PR #2645, opened 2024-09-17
CLDC-3620 Count duplicate schemes and locations

kosiakkatrina:
We want to get an idea of how many duplicate schemes/locations there are in the service before we add any duplicate schemes/locations features.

::::::::::

• _Instructions for the task_
Word for word, repeat every line of the data.

• _Written response_
PR #2645, opened 2024-09-17
CLDC-3620 Count duplicate schemes and locations

kosiakkatrina:
We want to get an idea of how many duplicate schemes/locations there are in the service before we add any duplicate schemes/locations features.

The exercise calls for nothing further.